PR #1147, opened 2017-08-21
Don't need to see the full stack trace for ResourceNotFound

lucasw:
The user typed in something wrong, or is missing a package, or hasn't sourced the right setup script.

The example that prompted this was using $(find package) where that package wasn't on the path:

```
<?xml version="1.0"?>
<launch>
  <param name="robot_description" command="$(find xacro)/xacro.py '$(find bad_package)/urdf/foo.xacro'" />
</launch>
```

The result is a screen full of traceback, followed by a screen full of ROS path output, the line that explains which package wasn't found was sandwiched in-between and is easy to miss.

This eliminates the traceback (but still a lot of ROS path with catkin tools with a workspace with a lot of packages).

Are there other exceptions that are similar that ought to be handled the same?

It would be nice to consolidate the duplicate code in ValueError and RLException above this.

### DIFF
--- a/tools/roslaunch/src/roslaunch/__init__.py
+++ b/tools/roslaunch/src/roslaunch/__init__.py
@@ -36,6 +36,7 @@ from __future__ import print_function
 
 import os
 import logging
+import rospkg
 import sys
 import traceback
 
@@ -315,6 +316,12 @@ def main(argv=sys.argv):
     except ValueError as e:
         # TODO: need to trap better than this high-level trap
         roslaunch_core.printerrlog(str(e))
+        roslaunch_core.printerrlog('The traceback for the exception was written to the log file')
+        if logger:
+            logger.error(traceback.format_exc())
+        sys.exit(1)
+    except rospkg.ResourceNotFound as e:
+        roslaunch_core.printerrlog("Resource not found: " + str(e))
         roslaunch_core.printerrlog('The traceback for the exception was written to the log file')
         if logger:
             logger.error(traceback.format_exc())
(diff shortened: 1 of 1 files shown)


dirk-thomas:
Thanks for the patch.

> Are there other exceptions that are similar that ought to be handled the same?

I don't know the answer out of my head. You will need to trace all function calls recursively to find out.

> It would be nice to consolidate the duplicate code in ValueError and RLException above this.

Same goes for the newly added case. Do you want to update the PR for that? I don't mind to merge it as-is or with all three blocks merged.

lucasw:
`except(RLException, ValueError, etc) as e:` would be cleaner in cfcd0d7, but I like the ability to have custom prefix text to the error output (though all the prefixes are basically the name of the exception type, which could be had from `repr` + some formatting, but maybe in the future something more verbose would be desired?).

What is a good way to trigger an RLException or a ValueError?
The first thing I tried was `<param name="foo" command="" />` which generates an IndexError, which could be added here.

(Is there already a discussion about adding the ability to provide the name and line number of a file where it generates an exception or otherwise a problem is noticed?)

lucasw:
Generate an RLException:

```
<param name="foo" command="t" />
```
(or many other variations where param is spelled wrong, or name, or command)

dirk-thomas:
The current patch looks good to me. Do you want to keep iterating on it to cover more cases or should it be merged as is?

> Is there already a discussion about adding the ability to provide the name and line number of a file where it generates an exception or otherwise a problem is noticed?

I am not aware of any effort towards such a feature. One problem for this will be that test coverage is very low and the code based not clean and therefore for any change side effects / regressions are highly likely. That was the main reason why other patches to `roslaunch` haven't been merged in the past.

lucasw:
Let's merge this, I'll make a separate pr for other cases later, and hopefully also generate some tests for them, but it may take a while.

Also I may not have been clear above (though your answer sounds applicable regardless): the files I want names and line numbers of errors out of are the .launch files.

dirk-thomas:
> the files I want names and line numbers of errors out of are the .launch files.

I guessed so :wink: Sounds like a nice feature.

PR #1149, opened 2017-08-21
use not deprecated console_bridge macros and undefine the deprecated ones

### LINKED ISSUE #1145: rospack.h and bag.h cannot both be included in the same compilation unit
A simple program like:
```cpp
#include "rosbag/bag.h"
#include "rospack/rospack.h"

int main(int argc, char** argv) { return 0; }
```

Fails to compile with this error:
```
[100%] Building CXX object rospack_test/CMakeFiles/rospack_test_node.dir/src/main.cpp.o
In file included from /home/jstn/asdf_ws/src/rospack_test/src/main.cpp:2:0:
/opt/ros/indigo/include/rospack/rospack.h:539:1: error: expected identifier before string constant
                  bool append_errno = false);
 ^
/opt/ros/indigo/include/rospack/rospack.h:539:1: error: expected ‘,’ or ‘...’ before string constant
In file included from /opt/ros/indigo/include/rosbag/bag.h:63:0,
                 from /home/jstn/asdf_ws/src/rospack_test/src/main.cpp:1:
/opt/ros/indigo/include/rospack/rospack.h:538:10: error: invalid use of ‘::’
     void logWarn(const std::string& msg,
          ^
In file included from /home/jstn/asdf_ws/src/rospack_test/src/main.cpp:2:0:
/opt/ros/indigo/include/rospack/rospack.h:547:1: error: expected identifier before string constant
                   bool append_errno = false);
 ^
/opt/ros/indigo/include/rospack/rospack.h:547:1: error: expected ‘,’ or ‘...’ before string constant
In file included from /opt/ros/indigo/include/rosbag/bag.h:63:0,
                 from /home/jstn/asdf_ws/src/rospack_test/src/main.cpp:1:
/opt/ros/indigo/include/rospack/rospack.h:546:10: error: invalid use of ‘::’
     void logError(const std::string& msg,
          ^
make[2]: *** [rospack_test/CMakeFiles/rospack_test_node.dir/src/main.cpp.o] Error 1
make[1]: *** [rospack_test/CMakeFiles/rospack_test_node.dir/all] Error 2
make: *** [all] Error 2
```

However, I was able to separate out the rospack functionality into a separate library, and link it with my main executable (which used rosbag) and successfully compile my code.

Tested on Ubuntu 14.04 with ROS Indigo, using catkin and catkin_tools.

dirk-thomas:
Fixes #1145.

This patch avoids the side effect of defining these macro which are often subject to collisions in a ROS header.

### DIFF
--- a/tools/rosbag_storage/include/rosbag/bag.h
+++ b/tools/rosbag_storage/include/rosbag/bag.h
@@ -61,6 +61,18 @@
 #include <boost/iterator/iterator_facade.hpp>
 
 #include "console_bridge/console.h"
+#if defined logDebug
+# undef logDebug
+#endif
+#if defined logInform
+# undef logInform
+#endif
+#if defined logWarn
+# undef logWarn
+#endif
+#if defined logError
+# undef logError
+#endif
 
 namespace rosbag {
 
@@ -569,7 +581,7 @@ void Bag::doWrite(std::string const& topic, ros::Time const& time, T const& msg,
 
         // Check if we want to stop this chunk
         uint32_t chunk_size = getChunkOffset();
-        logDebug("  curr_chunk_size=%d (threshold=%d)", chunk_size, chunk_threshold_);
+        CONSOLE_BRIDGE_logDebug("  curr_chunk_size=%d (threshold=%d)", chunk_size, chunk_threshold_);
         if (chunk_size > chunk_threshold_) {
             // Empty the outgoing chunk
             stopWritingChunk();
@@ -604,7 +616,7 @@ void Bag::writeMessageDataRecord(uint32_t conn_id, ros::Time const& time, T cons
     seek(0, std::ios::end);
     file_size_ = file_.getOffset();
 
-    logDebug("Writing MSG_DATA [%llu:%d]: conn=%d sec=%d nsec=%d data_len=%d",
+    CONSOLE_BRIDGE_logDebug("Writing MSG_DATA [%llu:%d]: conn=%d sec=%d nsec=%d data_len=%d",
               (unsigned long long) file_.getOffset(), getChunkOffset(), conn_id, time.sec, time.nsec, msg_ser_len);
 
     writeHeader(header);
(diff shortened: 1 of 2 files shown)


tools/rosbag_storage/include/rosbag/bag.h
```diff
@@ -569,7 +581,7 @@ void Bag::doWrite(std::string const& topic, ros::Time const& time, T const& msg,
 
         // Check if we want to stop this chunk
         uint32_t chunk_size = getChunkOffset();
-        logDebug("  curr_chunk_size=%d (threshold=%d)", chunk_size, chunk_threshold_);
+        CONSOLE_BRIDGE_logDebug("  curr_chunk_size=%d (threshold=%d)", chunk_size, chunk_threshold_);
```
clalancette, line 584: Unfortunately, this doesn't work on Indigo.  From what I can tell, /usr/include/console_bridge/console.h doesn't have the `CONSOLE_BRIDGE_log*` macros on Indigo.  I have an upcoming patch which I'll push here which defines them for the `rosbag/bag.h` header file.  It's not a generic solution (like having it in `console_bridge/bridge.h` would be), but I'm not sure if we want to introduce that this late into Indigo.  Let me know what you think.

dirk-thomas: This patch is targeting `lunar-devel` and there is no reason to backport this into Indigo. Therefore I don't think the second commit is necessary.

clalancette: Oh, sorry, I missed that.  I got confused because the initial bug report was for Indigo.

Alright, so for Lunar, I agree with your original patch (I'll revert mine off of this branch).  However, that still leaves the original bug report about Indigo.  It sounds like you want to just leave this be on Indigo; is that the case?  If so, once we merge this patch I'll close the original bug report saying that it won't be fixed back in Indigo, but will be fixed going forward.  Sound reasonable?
______________________________
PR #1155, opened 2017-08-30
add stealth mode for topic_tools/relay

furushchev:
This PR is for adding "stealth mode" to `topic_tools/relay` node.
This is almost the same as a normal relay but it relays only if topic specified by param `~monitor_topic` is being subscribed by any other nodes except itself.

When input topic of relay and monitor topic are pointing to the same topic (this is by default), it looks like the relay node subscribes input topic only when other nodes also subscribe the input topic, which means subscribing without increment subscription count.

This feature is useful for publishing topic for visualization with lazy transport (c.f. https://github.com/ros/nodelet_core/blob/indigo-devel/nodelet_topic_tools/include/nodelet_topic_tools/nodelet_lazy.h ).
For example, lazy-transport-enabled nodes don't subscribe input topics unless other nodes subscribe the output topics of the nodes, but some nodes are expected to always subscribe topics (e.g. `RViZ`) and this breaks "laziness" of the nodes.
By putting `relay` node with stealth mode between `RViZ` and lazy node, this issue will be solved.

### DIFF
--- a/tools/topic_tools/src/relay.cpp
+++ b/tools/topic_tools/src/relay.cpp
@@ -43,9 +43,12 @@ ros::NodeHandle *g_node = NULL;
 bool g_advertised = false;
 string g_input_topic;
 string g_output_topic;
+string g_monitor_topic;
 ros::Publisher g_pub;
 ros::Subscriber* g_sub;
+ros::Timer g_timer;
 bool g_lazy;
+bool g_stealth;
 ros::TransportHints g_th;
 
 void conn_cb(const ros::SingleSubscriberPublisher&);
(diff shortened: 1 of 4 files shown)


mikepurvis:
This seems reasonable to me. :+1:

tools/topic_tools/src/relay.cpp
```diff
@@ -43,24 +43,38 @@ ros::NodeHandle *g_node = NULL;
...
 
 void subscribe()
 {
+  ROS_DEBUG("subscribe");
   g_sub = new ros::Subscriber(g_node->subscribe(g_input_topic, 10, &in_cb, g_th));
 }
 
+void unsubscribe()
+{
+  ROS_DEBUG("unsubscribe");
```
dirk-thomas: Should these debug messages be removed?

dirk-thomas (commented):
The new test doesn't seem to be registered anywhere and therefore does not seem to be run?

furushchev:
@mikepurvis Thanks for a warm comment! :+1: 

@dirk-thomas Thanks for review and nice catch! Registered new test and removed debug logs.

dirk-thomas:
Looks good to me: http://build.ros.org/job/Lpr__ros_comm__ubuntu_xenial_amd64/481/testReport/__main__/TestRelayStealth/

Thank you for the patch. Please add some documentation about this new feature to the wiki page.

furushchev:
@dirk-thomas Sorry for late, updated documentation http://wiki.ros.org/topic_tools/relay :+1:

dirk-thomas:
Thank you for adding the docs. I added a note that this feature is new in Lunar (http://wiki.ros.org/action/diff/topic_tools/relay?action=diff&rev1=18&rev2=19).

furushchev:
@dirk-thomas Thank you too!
______________________________
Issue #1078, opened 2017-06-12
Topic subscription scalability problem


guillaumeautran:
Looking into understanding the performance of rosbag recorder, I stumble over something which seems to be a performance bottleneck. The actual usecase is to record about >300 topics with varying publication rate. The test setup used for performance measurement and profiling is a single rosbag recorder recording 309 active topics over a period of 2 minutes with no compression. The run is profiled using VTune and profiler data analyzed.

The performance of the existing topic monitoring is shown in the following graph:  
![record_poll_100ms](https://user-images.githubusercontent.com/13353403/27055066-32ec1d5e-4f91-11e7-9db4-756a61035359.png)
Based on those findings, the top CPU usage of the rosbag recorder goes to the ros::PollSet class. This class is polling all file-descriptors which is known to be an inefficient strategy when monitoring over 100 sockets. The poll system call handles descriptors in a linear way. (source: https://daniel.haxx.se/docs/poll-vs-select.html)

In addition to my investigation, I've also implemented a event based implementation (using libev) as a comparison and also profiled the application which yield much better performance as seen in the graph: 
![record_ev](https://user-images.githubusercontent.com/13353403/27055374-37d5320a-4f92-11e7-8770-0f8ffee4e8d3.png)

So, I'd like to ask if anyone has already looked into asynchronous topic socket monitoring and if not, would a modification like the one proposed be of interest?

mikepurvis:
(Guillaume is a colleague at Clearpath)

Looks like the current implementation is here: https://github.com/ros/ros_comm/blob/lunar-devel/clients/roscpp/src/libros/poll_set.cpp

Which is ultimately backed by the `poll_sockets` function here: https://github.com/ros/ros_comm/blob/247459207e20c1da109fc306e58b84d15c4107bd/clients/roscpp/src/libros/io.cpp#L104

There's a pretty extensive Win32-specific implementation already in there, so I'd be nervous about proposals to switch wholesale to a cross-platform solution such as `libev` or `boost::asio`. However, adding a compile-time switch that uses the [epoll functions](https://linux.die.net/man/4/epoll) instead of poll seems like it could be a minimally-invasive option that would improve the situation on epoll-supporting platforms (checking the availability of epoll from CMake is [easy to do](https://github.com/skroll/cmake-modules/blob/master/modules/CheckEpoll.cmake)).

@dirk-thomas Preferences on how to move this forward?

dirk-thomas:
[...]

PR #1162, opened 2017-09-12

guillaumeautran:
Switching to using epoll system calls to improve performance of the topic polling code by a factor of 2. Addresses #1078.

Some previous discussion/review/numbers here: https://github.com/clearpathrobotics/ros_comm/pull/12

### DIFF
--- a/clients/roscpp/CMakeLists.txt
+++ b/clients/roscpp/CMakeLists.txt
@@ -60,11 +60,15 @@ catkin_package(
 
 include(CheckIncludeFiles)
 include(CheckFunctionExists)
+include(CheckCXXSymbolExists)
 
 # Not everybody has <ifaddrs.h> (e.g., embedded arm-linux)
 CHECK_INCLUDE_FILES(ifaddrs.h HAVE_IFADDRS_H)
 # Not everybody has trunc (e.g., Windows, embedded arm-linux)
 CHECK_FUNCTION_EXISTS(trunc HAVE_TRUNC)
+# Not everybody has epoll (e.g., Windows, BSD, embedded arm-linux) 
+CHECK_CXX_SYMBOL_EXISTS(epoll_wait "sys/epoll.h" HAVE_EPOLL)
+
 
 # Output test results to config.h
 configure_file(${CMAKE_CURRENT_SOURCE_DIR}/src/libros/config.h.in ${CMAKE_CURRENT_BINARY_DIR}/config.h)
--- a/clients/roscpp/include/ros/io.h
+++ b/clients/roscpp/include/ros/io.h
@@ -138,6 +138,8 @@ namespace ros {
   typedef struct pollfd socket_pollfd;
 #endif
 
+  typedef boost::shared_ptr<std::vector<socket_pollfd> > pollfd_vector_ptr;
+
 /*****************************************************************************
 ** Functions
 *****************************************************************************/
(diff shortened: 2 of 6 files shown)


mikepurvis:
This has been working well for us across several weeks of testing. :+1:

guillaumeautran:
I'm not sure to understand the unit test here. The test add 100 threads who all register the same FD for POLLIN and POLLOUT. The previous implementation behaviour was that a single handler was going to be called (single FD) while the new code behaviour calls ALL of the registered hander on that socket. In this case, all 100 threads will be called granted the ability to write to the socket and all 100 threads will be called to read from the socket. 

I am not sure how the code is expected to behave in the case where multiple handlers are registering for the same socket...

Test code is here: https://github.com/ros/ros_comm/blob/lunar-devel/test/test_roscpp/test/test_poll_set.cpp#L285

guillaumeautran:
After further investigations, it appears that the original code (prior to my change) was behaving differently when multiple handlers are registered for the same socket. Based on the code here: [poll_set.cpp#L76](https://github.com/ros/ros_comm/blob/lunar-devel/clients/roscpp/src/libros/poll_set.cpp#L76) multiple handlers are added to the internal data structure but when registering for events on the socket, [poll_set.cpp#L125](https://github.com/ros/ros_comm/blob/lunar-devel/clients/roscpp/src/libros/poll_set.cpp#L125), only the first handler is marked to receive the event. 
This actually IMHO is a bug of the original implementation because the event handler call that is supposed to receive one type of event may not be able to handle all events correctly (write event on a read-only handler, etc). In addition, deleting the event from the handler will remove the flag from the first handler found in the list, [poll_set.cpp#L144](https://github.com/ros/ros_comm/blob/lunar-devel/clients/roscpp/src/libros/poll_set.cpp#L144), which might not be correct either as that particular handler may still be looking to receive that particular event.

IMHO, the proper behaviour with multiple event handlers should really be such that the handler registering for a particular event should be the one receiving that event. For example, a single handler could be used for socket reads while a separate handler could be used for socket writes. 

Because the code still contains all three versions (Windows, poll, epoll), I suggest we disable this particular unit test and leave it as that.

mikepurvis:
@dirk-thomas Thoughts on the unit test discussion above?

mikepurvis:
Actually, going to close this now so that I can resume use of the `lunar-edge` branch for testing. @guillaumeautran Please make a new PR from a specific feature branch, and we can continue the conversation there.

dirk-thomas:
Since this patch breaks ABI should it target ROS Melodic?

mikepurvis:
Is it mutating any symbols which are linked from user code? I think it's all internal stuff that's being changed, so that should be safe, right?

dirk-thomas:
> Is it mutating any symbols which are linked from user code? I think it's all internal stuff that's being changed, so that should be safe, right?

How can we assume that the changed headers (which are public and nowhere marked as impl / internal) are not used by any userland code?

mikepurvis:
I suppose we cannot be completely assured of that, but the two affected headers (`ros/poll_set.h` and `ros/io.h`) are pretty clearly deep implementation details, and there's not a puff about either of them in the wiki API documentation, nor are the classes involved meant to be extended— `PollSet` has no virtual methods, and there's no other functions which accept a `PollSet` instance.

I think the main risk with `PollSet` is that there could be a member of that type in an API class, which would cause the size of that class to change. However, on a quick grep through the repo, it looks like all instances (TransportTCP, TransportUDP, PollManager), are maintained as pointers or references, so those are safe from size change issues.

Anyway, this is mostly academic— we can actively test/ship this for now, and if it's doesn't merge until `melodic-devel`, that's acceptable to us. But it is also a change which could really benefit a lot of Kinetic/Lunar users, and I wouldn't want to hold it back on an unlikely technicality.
______________________________
What to produce ->
Each line of the listing above that includes the word "problem" should be copied.

Output for this exercise ->
(Is there already a discussion about adding the ability to provide the name and line number of a file where it generates an exception or otherwise a problem is noticed?)
> Is there already a discussion about adding the ability to provide the name and line number of a file where it generates an exception or otherwise a problem is noticed?
I am not aware of any effort towards such a feature. One problem for this will be that test coverage is very low and the code based not clean and therefore for any change side effects / regressions are highly likely. That was the main reason why other patches to `roslaunch` haven't been merged in the past.
Topic subscription scalability problem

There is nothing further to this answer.